Argh, Santana! – Cesar queixou-se ao notar a filha pequena cantando em cima da cama, aos pulos. – Você devia estar dormindo, menina! Que barulho, deus... Já falei que você não pode ficar acordada depois das nove, só os adultos podem. Droga. Não se lembra?!

A criança arregalou os olhos e parou.

— E-eu lembro, mas...

— O que é isso?! – O homem olhou superficialmente para um papel com um desenho todo torto no chão do quarto, e bufou ao ler a frase acima do mesmo: "O que você quer ser quando crescer?" Ah, sim. Papo furado de profissões para crianças davam sempre nisso, sonhos ridículos, inalcançáveis e um tanto quanto idiotas. – Ah, então é cantora que você quer ser quando crescer é?

Ele direcionou os olhos à Santana.

— Sim... É tão legal, papai! Músicas me deixam feliz, eu amo elas.

— Hum, entendi.

Cesar a encarou com deboche em seu semblante nada feliz, e se aproximou, pronto para dizer algumas "verdades" sobre a vida.

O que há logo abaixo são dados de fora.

PR #164, opened 2025-02-23
Cleanup and format

internette:
Updated eslint to ignore files and ran format

**Out of Scope:**
- Fixing errors around "any" typing. _This will be a follow up PR_

## Confirm
- [x] This PR has unit tests scenarios. (this is n/a)
- [x] This PR is correctly linked to the relevant issue or milestone. (this is n/a)

/assign me


__tests__/utils/teamListUtils.js
```diff
@@ -1,78 +1,78 @@
...
         // Note: being at the end of the array assums that that team should he
         //   eliminated first
         // Note2: rounds are 0 indexed so the first round is 0
 
         // Arrange
         const aTeam = {
-            isInPlay: (round) => true
-        }
-        const teamList = [{}, aTeam]
+            isInPlay: () => true
```
jjm3x3, line 25: I feel like this param should be left in, no?

__tests__/utils/teamListUtils.js
```diff
@@ -1,78 +1,78 @@
...
 
-    it('should be false when the target team is at the end of array and its the second round round', () => {
+    it("should be false when the target team is at the end of array and its the second round round", () => {
 
         // Arrange
         const aTeam = {
-            isInPlay: (round) => true
-        }
-        const teamList = [{}, aTeam]
+            isInPlay: () => true
```
jjm3x3, line 40: Same here

__tests__/utils/teamListUtils.js
```diff
@@ -1,78 +1,78 @@
...
+    });
 
-    it('should be true when the target team is in the 2nd position or second from the end of array and its the first round', () => {
+    it("should be true when the target team is in the 2nd position or second from the end of array and its the first round", () => {
         // Arrange
         const aTeam = {
-            isInPlay: (round) => true
-        }
-        const teamList = [aTeam, {}]
+            isInPlay: () => true
```
jjm3x3, line 54: and here

app/components/baseComponents/components/table/table.tsx
```diff
@@ -1,28 +1,30 @@
...
 
-export default function Table({tableData, tableClassName}:{ tableData: TableData, tableClassName?:String }){
+
+const getTableRow = (tableRow:any={})=> {
+    return <tr className={styles.tableRow}>
+        <th className={styles.tableCell}>{tableRow.rank}</th>
+        <td className={styles.tableCell}>{tableRow.name}</td>
+        <td className={styles.tableCell}>{tableRow.totalScore}</td>
+    </tr>;
+};
```
jjm3x3, line 11: Shouldn't this work go in it's own PR? Or not... just took me a while to understand this diff because I wasn't expecting this here! 🙃

app/components/baseComponents/models/tableData.tsx
```diff
@@ -10,7 +10,7 @@ export interface TableFooter {
 
 export interface TableData {
     caption?: string, 
-    columnNames: Array<String>,
+    columnNames: Array<string>,
```
jjm3x3, line 13: 💟 TIL: [this is why](https://stackoverflow.com/questions/14727044/what-is-the-difference-between-types-string-and-string)

jjm3x3 (commented):
About half way through mostly, looking good so far!

__tests__/utils/teamListUtils.js
internette: Ok, I'll add this rule

app/components/baseComponents/models/tableData.tsx
internette: Ooooo

app/components/baseComponents/components/table/table.tsx
internette: Ahhh sure it could be. But this was under "Cleanup" since you wanted me to move this function from outside the Table function below.

eslint.config.mjs
```diff
@@ -3,37 +3,39 @@ import pluginJs from "@eslint/js";
...
+                ...globals.node,
+                browser: true,
+                module: true
+            }
+        },
+        rules: {
+            "react/react-in-jsx-scope": "off",
+            "react/no-unescaped-entities": "off",
+            "no-unused-vars": "off",
+            "@typescript-eslint/no-unused-vars": "off",
```
jjm3x3, line 27: I think I would like to recommend we don't turn this off, but instead figure out how to use the [argsIgnorePattern](https://eslint.org/docs/latest/rules/no-unused-vars#argsignorepattern) because that way we can be really clear when we don't want it to check, but it will still check by default

eslint.config.mjs
```diff
@@ -3,37 +3,39 @@ import pluginJs from "@eslint/js";
...
-        ],
-        quotes: [
-          "error",
-          "double"
-        ],
-        semi: [
-          "error",
-          "always"
-        ]
-    }
```
jjm3x3, line 37: Wait, I thought you linked these, why are we getting rid of them?

jjm3x3 (commented):
Alright, I went through all the files, but lets talk about these two rules that we are still working out before we merge 😬

eslint.config.mjs
internette: It's deprecated. I plan to implement it correctly in a follow up PR:
https://eslint.org/docs/latest/rules/semi

app/generators/contestantRoundListGenerator.tsx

— Claro. Mas, pra ser uma cantora você precisa ter muita sorte e mais que isso: talento. Senão corre o risco de parar debaixo da ponte, sem casa, sem comida, sem família, sem dinheiro, ou amigos. E olha: você não sabe cantar. Nem nunca vai saber, porque a gente não tem dinheiro pra gastar com esse lixo, e as pessoas estudam pra cantar. O que não dá em nada a maior parte das vezes, então nem pense em sujar o nome da minha família com sonhos impossíveis... – O homem nervoso devolveu o desenho semi-amassado de volta para as mãozinhas de Santana. – Fica quieta e esquece essa ideia imbecil, Santana... Vá dormir, agora! Já passou da hora. Ca-ma.

Ele caminhou até a porta e apagou a luz, deixando a porta entreaberta, e a menina chorosa, agora sentada, para trás, sobre os lençóis do colchão.